Coronavirus: UK mosques told to prepare for suspension of communal prayers
The Muslim Council of Britain (MCB) and the British Islamic Medical Association (BIMA) told the leaders of UK mosques to prepare for the suspension of congregational prayers amid the coronavirus outbreak.
In a joint statement, the MCB and BIMA said that while they are not yet advising on the immediate suspension of prayer services, it was "highly likely should the outbreak continue at the projected rate".
The number of confirmed coronavirus cases in the UK stood at 798 on Friday, an increase of 208 from the previous day.
In preparation for reduced or cancelled prayer services, mosques were urged to set up video links to live-stream activities and to organise online fundraising channels. Many mosques rely on cash donations from attendees to cover their costs.
Mosques have been closed in several countries, including Kuwait, Singapore, Germany and the United States.
While UK mosques remain open, the MCB and BIMA asked them to consider shortening sermons and suspending the performance of non-obligatory prayers.
The joint guidance was also directed at Muslim congregants. They were advised to avoid physical contact, perform wudhu (ablution carried out before prayers) at home, bring their own prayer mats and not attend if they feel unwell.
Possibility of evening prayer cancellations
Worshippers were reminded to maintain good general hygiene, and that according to Prophet Muhammad, "cleanliness is half of faith".

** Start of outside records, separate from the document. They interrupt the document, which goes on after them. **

Issue #5170, opened 2023-10-26
Bug: `ListMaxIndentLevelPlugin` allows indent beyond `maxDepth` on paste


nooblyf:
The playground has a max depth of 7 for list indents but you can bypass it by pasting the indents as shown in the screen recording

https://github.com/facebook/lexical/assets/54323745/594036f3-5ffb-43ea-8a84-3bc72bd49ad7

Lexical version: `0.12.2`

## Steps To Reproduce

1. Go to https://playground.lexical.dev/ it has indent maxDepth of 7
2. Paste indented list having depth more than 7, you'll be able to paste it successfully

## The current behavior
maxDepth for `ListMaxIndentLevelPlugin` only stops directly indenting lists in the editor

## The expected behavior
Even when pasting indented content it should still adhere to maxDepth by the editor, it should remove those extra indents.

mdmuhtasimfuadfahim:
Hi @etrepum. I solved the issue. Please have a look [#6718](https://github.com/facebook/lexical/pull/6718)

PR #6718, opened 2024-10-09
[lexical-playground] Fix: `ListMaxIndentLevelPlugin` allows indent beyond maxDepth on paste 

mdmuhtasimfuadfahim:
## Description

The `ListMaxIndentLevelPlugin` restricts the maximum indent level for list items based on the defined `maxDepth`. However, when pasting content with a deeper indent, the plugin doesn't automatically enforce this restriction. This allows the pasted content to exceed the allowed indent level, resulting in a higher indent depth than the set `maxDepth`.

*Added logic to restrict paste behaviour for lists in `ListMaxIndentLevelPlugin`, ensuring that pasted content respects the defined `maxDepth` and prevents exceeding the allowed indent level.*

Closes #[6609](https://github.com/facebook/lexical/pull/6609)

### Before

[maxDepth issue](https://d.pr/v/IRF0rH)

### After

[solved maxDepth issue](https://d.pr/v/zw3uMQ)

Note: The solution restricts pasting beyond indent level 7, ensuring the list structure stays within the defined limit.

### DIFF
--- a/packages/lexical-playground/src/plugins/ListMaxIndentLevelPlugin/index.ts
+++ b/packages/lexical-playground/src/plugins/ListMaxIndentLevelPlugin/index.ts
@@ -16,6 +16,7 @@ import {
   $isRangeSelection,
   COMMAND_PRIORITY_CRITICAL,
   INDENT_CONTENT_COMMAND,
+  PASTE_COMMAND,
 } from 'lexical';
 import {useEffect} from 'react';
 
@@ -77,6 +78,14 @@ export default function ListMaxIndentLevelPlugin({
   useEffect(() => {
     return editor.registerCommand(
       INDENT_CONTENT_COMMAND,
+      () => $shouldPreventIndent(maxDepth),
+      COMMAND_PRIORITY_CRITICAL,
+    );
+  }, [editor, maxDepth]);
+
+  useEffect(() => {
+    return editor.registerCommand(
+      PASTE_COMMAND,
       () => $shouldPreventIndent(maxDepth),
       COMMAND_PRIORITY_CRITICAL,
     );


packages/lexical-playground/src/plugins/ListMaxIndentLevelPlugin/index.ts
```diff
@@ -81,5 +82,13 @@ export default function ListMaxIndentLevelPlugin({
       COMMAND_PRIORITY_CRITICAL,
     );
   }, [editor, maxDepth]);
+
+  useEffect(() => {
```
ivailop7, line 86: you can use mergeRegister to avoid a second useEffect, example usage in other part of the code: 
https://github.com/facebook/lexical/blob/d273333d26393c001cc4e2e1d8667f79ce78b86b/packages/lexical-react/src/LexicalAutoLinkPlugin.ts#L467-L509

ivailop7:
@mdmuhtasimfuadfahim don't forget to do CLA as well. Thanks!

mdmuhtasimfuadfahim:
> **[ivailop7](/ivailop7) ** c

Hi @ivailop7. I have updated the code. Please check and signed here `https://code.facebook.com/cla` with the same email I did the commits. I guess it will take 1 hour. Will it be okay for the Facebook CLA Check pass? If not. Please let me know what I should do for it. Thanks in advance.

mdmuhtasimfuadfahim:
Hi @ivailop7. Facebook CLA Check is done now. Please check the code.

ivailop7 (approved):

etrepum (commented):
I think what this does is prevent pasting at all when the indent is at the limit (even if the paste is just plain text), it doesn't prevent the problem from happening if the pasted content contains multiple levels of indent

mdmuhtasimfuadfahim:
> I think what this does is prevent pasting at all when the indent is at the limit (even if the paste is just plain text), it doesn't prevent the problem from happening if the pasted content contains multiple levels of indent

Hi @etrepum. If I don't prevent the pasting when the limit hits it generates the issue [#5170][(url)](https://github.com/facebook/lexical/issues/5170). Well let me check if I can allow the pasting for text but not to increase the indent level.

etrepum:
Yes, I understand that this prevents one situation where this issue happens, but I don't think it's a complete fix because pasted content can have embedded indentation. I also think it also prevents certain pastes that are expected to work. Possibly the only way to make this solution complete without unintended consequences would be through node transforms and not just commands.

etrepum:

According to health officials, older people and those with underlying health conditions are among the most likely to become seriously ill from contracting the coronavirus. As a result, many of them are self-isolating or limiting their public interactions.
Muslims are being encouraged to look out for the most vulnerable in their community, in particular the elderly. The MCB, one of the UK's largest Muslim umbrella organisations, suggested that people should volunteer to carry out daily activities for those in need, and regularly check in with them via phone or video-messaging.

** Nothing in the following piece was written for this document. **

PR #6719, opened 2024-10-10
[lexical] Bug Fix: lines were being deleted with `deleteLine`

taro-shono:
## Description

When I pressed ⌘ + Delete, the line was deleted. This is different from the behavior of other editors (such as textarea), so some users may find it to be a bug. Please see the video for more information about the behavior.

The coronavirus outbreak is highly likely to impact the Islamic month of Ramadan, when Muslims fast during daylight hours. The holy month starts in late-April and will last for 29 or 30 days.
Saudi Arabia has currently suspended congregational iftar (the meal with which Muslims break their fasts) at the Grand Mosque in Mecca. It remains unclear whether this will continue into Ramadan.
UK mosques have been told to prepare for "the very likely possibility" of suspending iftar programmess and taraweeh (a daily evening prayer performed during Ramadan).